Closed GoogleCodeExporter closed 8 years ago
[deleted comment]
To be clear, the breakage is on line 237 where you change
LZ4_STREAMDECODESIZE_U32 from 4 to 8 bytes, changing the size of
LZ4_streamDecode_t.
Original comment by d...@falconindy.com
on 28 Nov 2014 at 7:14
Indeed,
the internal content of state LZ4_streamDecode_t has changed,
in order to support some new scenario
(namely, short distance ring buffers).
As a consequence, it requires to track more values,
hence to increase the size of state.
Sorry about inconvenience.
Note that the library version has been upgraded from 1.3.1 to 1.4.0.
Consequently, the new soname is liblz4.so.1.4.0.
Systems can still host both versions concurrently liblz4.so.1.3.1 and
liblz4.so.1.4.0. But I suspect your program uses instead the symbolic link
"liblz4.so" or "liblz4.so.1" which probably tracks latest version.
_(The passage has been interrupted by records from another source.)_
PR #8850, opened 2021-03-18
UI/timeline2

cconard96:
| Q             | A
| ------------- | ---
| Bug fix?      | no
| New feature?  | yes
| BC breaks?    | no
| Deprecations? | no
| Tests pass?   | yes
| Fixed tickets | -

### DIFF
--- a/ajax/actors.php
+++ b/ajax/actors.php
@@ -39,6 +39,7 @@ switch ($_REQUEST['action']) {
    case "getActors":
       header("Content-Type: application/json; charset=UTF-8");
       Html::header_nocache();
+      session_write_close(); // don'l lock session to permits parallel calls
       echo Dropdown::getDropdownActors($_POST);
       break;
 }
--- a/ajax/timeline.php
+++ b/ajax/timeline.php
@@ -30,6 +30,8 @@
  * ---------------------------------------------------------------------
  */
 
+use Glpi\Application\View\TemplateRenderer;
+
 include ('../inc/includes.php');
 
 Session::checkLoginUser();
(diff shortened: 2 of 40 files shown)


orthagh:
Some issues i found while testing : 

 - Some fields in task doesn't seems to have `'icon_label': true,` option like `state`, `duration`  and it broke alignment of the form
image

- A class is missing when adding a new task: the yellow background is missing
image

- task.duration icon is not the good one, it should be `fa-stopwatch`
image

- for user mention feature, we miss the css. see : https://github.com/glpi-project/glpi/pull/8751/files#diff-76628e774773cc79d896ef83f3617a00239f1a6a477a0b537f6612de5dc7e4a6R350-R361
  The css rule should be moved into a separate file included in `css/style.scss`

- the can add document should be removed completely i think, we though the "add document" action is useless. (Display/"edit of existing" actions should be kept)
  
- there is on the `feat/modern-ui` branch deprecated calls of `Html::setRichTextContent` polluting the display of timeline. I asked @cedric-anne to fix this.

-  Maybe due to the last point, i couldn't check display of documents in timeline. But a rapid read shows you still have raw code 
 (`Sample Image.png`, `Screenshot1.png`)

cconard96:
> * Some fields in task doesn't seems to have `'icon_label': true,` option like `state`, `duration`  and it broke alignment of the form
Fixed

> * A class is missing when adding a new task: the yellow background is missing
Fixed. The CSS uses "ITILTask" so when I added the Timeline feature and switched to using the actual class "CommonITILTask", it broke.

> * for user mention feature, we miss the css. see : https://github.com/glpi-project/glpi/pull/8751/files#diff-76628e774773cc79d896ef83f3617a00239f1a6a477a0b537f6612de5dc7e4a6R350-R361
I just started adding this and then realized it is already included in `css/includes/components/richtext.scss`

> * the can add document should be removed completely i think, we though the "add document" action is useless. (Display/"edit of existing" actions should be kept)
I'm not sure what you mean about this.

> * i couldn't check display of documents in timeline. But a rapid read shows you still have raw code
That template wasn't meant to be included. I was prototyping UX for adding new documents to the timeline.

PR #8852, opened 2021-03-18
Fix URL validation

AdrienClairembault:
New regex introduced in #7733 is a bit too strict: URL containing "?" are considered to be not valid (so any URL with a query string would be marked as invalid).
 
| Q             | A
| ------------- | ---
| Bug fix?      | yes
| New feature?  | no
| BC breaks?    | no
| Deprecations? | no
| Tests pass?   | yes

### DIFF
--- a/inc/toolbox.class.php
+++ b/inc/toolbox.class.php
@@ -3488,8 +3488,9 @@ HTML;
       // Verify absence of known disallowed characters.
       // It is still possible to have false positives, but a fireproof check would be too complex
       // (or would require usage of a dedicated lib).
+      // return filter_var($url, FILTER_VALIDATE_URL) !== false;
       return (preg_match(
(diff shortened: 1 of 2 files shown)


trasher (approved):

inc/toolbox.class.php
```diff
@@ -3488,8 +3488,9 @@ public static function isValidWebUrl($url): bool {
       // Verify absence of known disallowed characters.
       // It is still possible to have false positives, but a fireproof check would be too complex
       // (or would require usage of a dedicated lib).
+      // return filter_var($url, FILTER_VALIDATE_URL) !== false;
```
orthagh, line 3491: comment to clean ?

cedric-anne (approved):

inc/toolbox.class.php
trasher, line 3491:
```suggestion
```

Original comment by yann.col...@gmail.com
on 28 Nov 2014 at 10:11
No, the soname is not the filename.
$ readelf -d /usr/lib/liblz4.so | grep SONAME
0x000000000000000e (SONAME) Library soname: [liblz4.so.1]
If you change the ABI or API (not simply extend), you *must* bump the soname
version. r124 should have produced liblz4.so.2.
Original comment by d...@falconindy.com
on 28 Nov 2014 at 10:53
OK, I guess it comes from this line in the Makefile :
SONAME_FLAGS = -Wl,-soname=liblz4.$(SHARED_EXT).$(LIBVER_MAJOR)
So only LIBVER_MAJOR is part of the soname.
I don't know much the logic behind soname. So I'm not sure if it's normal that
only LIBVER_MAJOR is part of the name.
But it looks strange if every minor change requires a major numbering update.
What the point of having a 3-parts numbering system then ? Is that just to
track comment changes ?
Original comment by yann.col...@gmail.com
on 28 Nov 2014 at 11:14
I don't have a better answer than simply: this is the way things are. It would
be atypical that the soname contains more than a single number to version it.
The tag really is quite arbitrary, and so long as you never reuse a tag to
refer to 2 different ABIs, you can name it whatever you want.
https://autotools.io/libtool/version.html
This site is specific to libtool/autotools, but the versioning recommendations
(especially section 4.1) apply to any shared library released into the wild.
Original comment by d...@falconindy.com
on 28 Nov 2014 at 11:31
Thanks for the link. It's pretty clearly described.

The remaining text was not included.